Lester has paid bills for people in trouble and often visited injured colleagues in hospital, and every time, if a journalist has got to hear of it, such an act has been greeted with vast surprise, whereas the truth is that Lester isn't and never has been the chunk of flint he's repeatedly been reported to be.
Certainly, mindful of his mother's teaching, he's not a soft touch, but where he likes, and where he loves, he is constantly generous. He built a comfortable one-storey house for Keith and Iris about two hundred yards from his own in Newmarket, and when he's at home sees them at least once daily, taking good care of them in their eighties.
He and Susan provide their elder daughter Maureen with horses for eventing, and he overtly delights in her company. To Tracy, their younger, he gives with an open hand and can't suppress a smile when he looks at her. One of the things that most exasperates his daughters is hearing their father called mean.
I understand when people complain that Lester is inconsistent in his behaviour towards them, because he is; but it should be borne in mind that a) if he doesn't answer, he hasn't heard the question; b) if the answer is a grunt, he is concentrating on something else and doesn't want to be distracted; and c) he never talks for the sake of talking. Silence is natural to him, not a sign of boredom.
He occasionally gets depressed. ("Everyone gets depressed, don't they?") His depressions have nothing to do with actual events, nothing to do with reverses, disappointments or injury. Low periods come for no identifiable reason, but usually when he has too little to do. They may last for two or three days, during which he may be quieter than ever.
At scattered times he may relax, be great company, expansive, full of jokes. There's no point in wondering if it's the silent or the talkative fellow that's the true Lester.
They both are. His outer mood may swing from one to the other, but it doesn't follow that his inner feelings change at all. He doesn't see why anyone should be disconcerted, and it doesn't bother him if they are.
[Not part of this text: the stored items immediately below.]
PR #375, opened 2016-09-12
Correct the definition of triangle inequality to not include degenera…

durrellchamorro:
…te triangles.

### DIFF
--- a/exercises/triangle/description.md
+++ b/exercises/triangle/description.md
@@ -2,16 +2,27 @@ The program should raise an error if the triangle cannot exist.
 
 ## Hint
 
-In mathematics, a degenerate case is a limiting case in which an element of a
-class of objects is qualitatively different from the rest of the class and hence
-belongs to another, usually simpler, class.
+The triangle inequality theorem states:
+z ≤ x + y
+where x,y, and z are the lengths of the sides of a triangle. In other words, the
+sum of the lengths of any two sides of a triangle always exceeds or is equal to
+the length of the third side.
 
-1. If the sum of the lengths of any two sides of a triangle is equal to the
-   length of the third side, there exists a degenerate triangle.
+A corollary to the triangle inequality theorem is there are two classes of
+triangles--degenerate and non-degenerate. If the sum of the lengths of any two
+sides of a triangle is greater than the length of the third side, that triangle
+is two dimensional, has area, and belongs to the non-degenerate class. In
+mathematics, a degenerate case is a limiting case in which an element of a class
+of objects is qualitatively different from the rest of the class and hence
+belongs to another, usually simpler, class. The degenerate case of the triangle
+inequality theorem is when the sum of the lengths of any two sides of a triangle
+is equal to the length of the third side. A triangle with such qualities is
+qualitatively different from all the triangles in the non-degenerate class since
+it is one dimensional, looks like a straight line, and has no area. Such
+triangles are called degenerate triangles and they belong to the degenerate
+class.
 
-2. The sum of the lengths of any two sides of a triangle always exceeds or is
-   equal to the length of the third side, a principle known as the _triangle
-   inequality_.
+## Dig Deeper
 
-Therefore, a degenerate triangle does not violate the principle of _triangle
-inequality_.
+This exercise does not test for degenerate triangles. Feel free to add your own
+tests to check for degenerate triangles.
--- a/exercises/triangle/description.md
+++ b/exercises/triangle/description.md
@@ -2,6 +2,6 @@ The program should raise an error if the triangle cannot exist.
 
 ## Hint
 
-The sum of the lengths of any two sides of a triangle always exceeds or 
-is equal to the length of the third side, a principle known as the _triangle
+The sum of the lengths of any two sides of a triangle always exceeds
+the length of the third side, a principle known as the _triangle
 inequality_.
--- a/exercises/triangle/description.md
+++ b/exercises/triangle/description.md
@@ -2,6 +2,16 @@ The program should raise an error if the triangle cannot exist.
 
 ## Hint
 
-The sum of the lengths of any two sides of a triangle always exceeds
-the length of the third side, a principle known as the _triangle
+In mathematics, a degenerate case is a limiting case in which an element of a
+class of objects is qualitatively different from the rest of the class and hence
+belongs to another, usually simpler, class.
+
+1. If the sum of the lengths of any two sides of a triangle is equal to the
+   length of the third side, there exists a degenerate triangle.
+
+2. The sum of the lengths of any two sides of a triangle always exceeds or is
+   equal to the length of the third side, a principle known as the _triangle
+   inequality_.
+
+Therefore, a degenerate triangle does not violate the principle of _triangle
 inequality_.


durrellchamorro:
I noticed the definition of triangle inequality is incorrect in the README. If the sum of two of the sides equals the sum of the third side, then that's called a degenerate triangle which looks like a straight line.

petertseng:
Is it possible for us to, while doing this, also call out the case when the sum of two sides is exactly equal to the third, so that people will not feel the need to go back and forth on this e.g. #298 ?

It is known to us by #202 and #311 that we will not test such cases - it would be useful to explicitly note that in the README, I think.

durrellchamorro:
After reading your discussion about this I can see why you wouldn't want to test for degenerate triangles and I also see my proposed definition is incorrect.  One cool thing about exercism is you learn about different subjects.  I read up on degeneracy in mathematics [here](https://en.wikipedia.org/wiki/Degeneracy_(mathematics)).

As a programmer who writes object oriented code I found the first sentence in the Wikipedia article linked above of value:
> In mathematics, a degenerate case is a limiting case in which an element of a class of objects is qualitatively different from the rest of the class and hence belongs to another, usually simpler, class.

Therefore, it might be worthwhile to programmers to explain what degeneracy is followed by what a degenerate triangle is in the README.  At least for me that would have made things more clear.

petertseng:
> It might be worthwhile to programmers to explain what degeneracy is followed by what a degenerate triangle is in the README. 

I think that would be good, yes! Can probably reuse this PR to do it.

exercises/triangle/description.md
```diff
@@ -2,6 +2,16 @@ The program should raise an error if the triangle cannot exist.
...
 ## Hint
 
-The sum of the lengths of any two sides of a triangle always exceeds or 
-is equal to the length of the third side, a principle known as the _triangle
+In mathematics, a degenerate case is a limiting case in which an element of a
+class of objects is qualitatively different from the rest of the class and hence
+belongs to another, usually simpler, class.
+
+1. If the sum of the lengths of any two sides of a triangle is equal to the
+   length of the third side, there exists a degenerate triangle.
```
petertseng: it might be better to make clear that, more than the degenerate triangle existing, it is the triangle referred to earlier in the sentence that is degenerate (something like "that triangle is degenerate")

exercises/triangle/description.md
```diff
@@ -2,6 +2,16 @@ The program should raise an error if the triangle cannot exist.
...
+
+2. The sum of the lengths of any two sides of a triangle always exceeds or is
```
petertseng: Currently, there is a sentence about a degenerate case, then a numbered list, and the first item is a degenerate case, but the second isn't, and to me it seemed to make the relationship unclear (why are the two in a numbered list?). What if we start with saying the triangle inequality first, then explain the degenerate case of the inequality, as well as explaining what a degenerate triangle looks like? That would help us to understand what is meant by "qualitatively different from the rest of the class and hence belongs to another, usually simpler, class." by giving an example relevant to the exercise.

durrellchamorro: What do you think of this?

The _triangle inequality theorem_ states:
 z ≤ x + y
where x,y, and z are the lengths of the sides of a triangle.  In other words, 
the sum of the lengths of any two sides of a triangle always exceeds or is
equal to the length of the third side.  

If the sum of the lengths of any two sides of a triangle is greater than the length
of the third side, that triangle is two dimensional and it has area. However, if the sum 
of the lengths of any two sides of a triangle is equal to the length of the third side, that triangle 
is qualitatively different from all other triangles because it is one dimensional, looks like a straight line, 
and has no area.

In mathematics, a degenerate case is a limiting case in which an element of a
class of objects is qualitatively different from the rest of the class and hence
belongs to another, usually simpler, class.  The degenerate case of the triangle 
inequality theorem is when the sum of the lengths of any two sides of a triangle 
is equal to the length of the third side.  A triangle with such qualities is called a 
degenerate triangle.

durrellchamorro: What do you think of this?

The triangle inequality theorem states:
z ≤ x + y
where x,y, and z are the lengths of the sides of a triangle. In other words, 
the sum of the lengths of any two sides of a triangle always exceeds or is
equal to the length of the third side.

If the sum of the lengths of any two sides of a triangle is greater than the length
of the third side, that triangle is two dimensional and it has area. However, if the sum 
of the lengths of any two sides of a triangle is equal to the length of the third side, that triangle 
is qualitatively different from all other triangles because it is one dimensional, looks like a straight line, 
and has no area.

In mathematics, a degenerate case is a limiting case in which an element of a
class of objects is qualitatively different from the rest of the class and hence
belongs to another, usually simpler, class. The degenerate case of the triangle 
inequality theorem is when the sum of the lengths of any two sides of a triangle 
is equal to the length of the third side. A triangle with such qualities is called a 
degenerate triangle.

petertseng: Is there a chance that it will be unclear to a reader that the two classes of triangles mentioned (not degenerate vs degenerate) are a separate classification from the one resulting from the lengths of the sides (equilateral, isosceles, scalene)? If there is, we should try to find a way to make the distinction clearer. But if others find it understandable, I think this is good.

I think the last thing is: After a student has read this, the student might think "OK, I have just learned about degenerate triangles, and how should this knowledge apply to this exercise?" and we should give an answer to that potential question in the readme (that they don't violate the triangle inequality - but we won't test for them)

durrellchamorro: Good points @petertseng.  How about, "A corollary to the triangle inequality theorem is there are two classes of triangles--degenerate and nondegenerate. If the sum of the lengths of any two sides of a triangle is greater than the length of the third side (as is the case with equilateral, isosceles, and scalene triangles), that triangle is two dimensional, has area, and belongs to the nondegenerate class."

Regarding your second point, knowledge about degenerate triangles applies to the exercise because, at least for the Ruby and Coffescript exercises, the second to last test is for the degenerate case. Interestingly enough I don't see a test for the degenerate case in the Javascript exercise.   

The main reason I wanted to point out degenerate triangles do not violate the principle of triangle inequality is the tests, at least for Ruby and Coffeescript, are currently wrong.  The combination of incorrect tests and not understanding the triangle inequality confused me.  I thought either the tests were wrong or the definition of triangle inequality in the README was wrong. I incorrectly assumed the tests were right, hence the original pull request message regarding a correction to the definition of triangle inequality in the README.  After a closer look I realized a 2,2,4 triangle satisfies the degenerate condition of the triangle inequality, but In Coffeescript for example, the second to last test reads:
```coffee
it 'is illegal when violating triangle inequality 2', ->
    expect(-> new Triangle(2,2,4)).toThrow("violation of triangle inequality")
```
If it is a mistake that the Ruby and Coffeescript exercises are testing for the degenerate case, then I'm happy to make pull requests to remove those tests.  Otherwise, I'm happy to fix the tests in the languages I know if that is ok with you all. 

If you choose not to test for the degenerate case, then a way to document in the README how this knowledge about degenerate triangles applies to the exercise would be to add a "Dig Deeper" or "Extra Credit" or "Challenge" section where you explain how none of the tests checked for a degenerate triangle, but you can challenge the reader to add those tests.  You can even put the whole explanation of the corollary to the triangle inequality in the "Challenge" section itself. For OO languages you can challenge the reader to prevent degenerate triangles from being initialized directly from the Triangle class.

petertseng: > A corollary to the triangle inequality theorem is there are two classes of triangles--degenerate and nondegenerate.

Thanks, I think this is good. Explicitly noting them will prevent the confusion.

> at least for the Ruby and Coffescript exercises, the second to last test is for the degenerate case
> Interestingly enough I don't see a test for the degenerate case in the Javascript exercise.

Ah. It appears that Javascript did have it at one point, but removed it for https://github.com/exercism/xjavascript/pull/164 .

> If it is a mistake that the Ruby and Coffeescript exercises are testing for the degenerate case, then I'm happy to make pull requests to remove those tests.

Ah, good point. Yes, the test should be removed altogether, as had been decided at https://github.com/exercism/x-common/pull/311#issuecomment-236520834 - tests for degenerate triangles are not in https://github.com/exercism/x-common/blob/master/exercises/triangle/canonical-data.json and tracks should be using this data, unless they have specific language-level concerns (and this likely isn't one).

> If you choose not to test for the degenerate case, then a way to document in the README how this knowledge about degenerate triangles applies to the exercise would be to add a "Dig Deeper" or "Extra Credit" or "Challenge" section where you explain how none of the tests checked for a degenerate triangle, but you can challenge the reader to add those tests. 

I like this! I don't have a strong opinion on which of the three proposed terms to use. If you *made* me pick I'd pick "dig deeper", but I can always be convinced otherwise.

> You can even put the whole explanation of the corollary to the triangle inequality theorem in the "Challenge" section itself

I do think this sounds like a good idea.

durrellchamorro: Ok. What do you think of this?
## Hint

The triangle inequality theorem states:
z ≤ x + y
where x,y, and z are the lengths of the sides of a triangle. In other words, the
sum of the lengths of any two sides of a triangle always exceeds or is equal to
the length of the third side.

A corollary to the triangle inequality theorem is there are two classes of
triangles--degenerate and non-degenerate. If the sum of the lengths of any two
sides of a triangle is greater than the length of the third side, that triangle
is two dimensional, has area, and belongs to the non-degenerate class. In 
mathematics, a degenerate case is a limiting case in which an element of a class 
of objects is qualitatively different from the rest of the class and hence 
belongs to another, usually simpler, class. The degenerate case of the triangle 
inequality theorem is when the sum of the lengths of any two sides of a triangle 
is equal to the length of the third side. A triangle with such qualities is 
qualitatively different from all the triangles in the non-degenerate class since 
it is one dimensional, looks like a straight line, and has no area. Such 
triangles are called degenerate triangles and they belong to the degenerate 
class.

## Dig Deeper

This exercise does not test for degenerate triangles. Feel free to add your own 
tests to check for degenerate triangles.

petertseng: > you are not testing that triangles with negative sides are illegal. It seems like a good idea to test for that. The Ruby, Javascript and Coffeescript tests are currently testing for it.

Ah! It would be good to send a PR for that, then. I will first say that at #311 we had decided against it because it's not specified clearly whether the classification function is responsible for normalising possibly-negative distances into absolute lengths as opposed to the caller being responsible. If you do feel strongly about this, it is of course open to discussion if we could get a PR on it.

> What do you think of this?

Personally I am thinking it looks good, so :+1:

petertseng: It's interesting because it leaves it open to the student what to do with the degenerate triangles. You gave a possible option earlier in our discussion: It shouldn't be possible to create them because they are different. Others may choose to allow them, and classify them as either scalene or isosceles (they can't be equilateral unless all sides are zero). Others may make degenerate a separate case altogether. We like to see variety, so leaving it open seems like a good idea, which is another reason I said :+1:

durrellchamorro:
Regarding the concern about edge-case-itis and how the goal is not to write production quailty code at https://github.com/exercism/x-common/pull/287#issuecomment-231602657,  I see a theme emerging for exercism in general.  You might consider putting edge cases you think might be overkill in a Dig Deeper section in the README for people who want to challenge themselves more.  You could also note in a Dig Deeper section where advanced techniques like metaprogramming shine such as in the Space Age exercise.  If you've gone through the work of discovering, discussing, and voting on such cases you might want to share that knowledge and work in the README in this fashion.  Those edge cases might help elucidate the problem and help people solve it as was the case for me with this triangle exercise.  

If you've already decided against negative lengths, that's fine with me. Is the protocol to vote on the proposed README before I update this PR?

petertseng:
> You might consider putting edge cases you think might be overkill in a Dig Deeper section in the README for people who want to challenge themselves more.  If you've gone through the work of discovering, discussing, and voting on such cases you might want to share that knowledge and work in the README in this fashion. Those edge cases might help elucidate the problem and help people solve it as was the case for me with this triangle exercise. 

These are good suggestions that I have noted at https://github.com/exercism/x-common/issues/230#issuecomment-247816909 - there are always places where we can improve and you're right about this - these things should be documented so that we can avoid duplication of past efforts.

> You could also note in a Dig Deeper section where advanced techniques like metaprogramming shine such as in the Space Age exercise.

This is also good - sometimes I see individual tracks note such things themselves if such a technique is specific to that language, but if it is broadly applicable and language-agnostic then it can be at x-common as well.

> Is the protocol to vote on the proposed README before I update this PR?

What I would personally do is to update the PR now, since it is cheap to do so.

I'm not aware of a specific protocol. I do note that throughout the process of the past week, if someone other than me had changes to suggest, they've had ample opportunity to do so! On the other hand if they're OK with all this they didn't need to say anything.

durrellchamorro:
In addition to updating the ruby tests to match the canonical-data.json, my PR added a test to check for a 1, 3, 1 triangle since that also violates the triangle inequality.  If that PR looks ok, I'll submit PR's to update the tests for Coffeescript, and Javascript the same way.

petertseng:
Thanks @durrellchamorro !

PR #386, opened 2016-09-23
Remove redundancy from the description of isogram

jbranchaud:
When the blurb from the metadata of isogram:

> Determine if a word or phrase is an isogram

is combined with the description text, the resulting exercise
description becomes redundant.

When he's grown tired of anything he's doing, he still tends to walk away from it, just as he did from the children his mother asked to tea. When he's interested, his energy and stamina are endless. When he wants something, he is tenacious in pursuit.
He is not self-analytical. He turns his perceptions outward, and is acutely, unselfconsciously observant. He still sees what goes on around him with the sharp uncluttered objective freshness of childhood, and he doesn't interpret or bend what he sees to match some preconceived theory.
He is obliging and easy-going most of the time (which some pressmen will find amazing), and the things which irritate him are what irritate most people, like having to wait about.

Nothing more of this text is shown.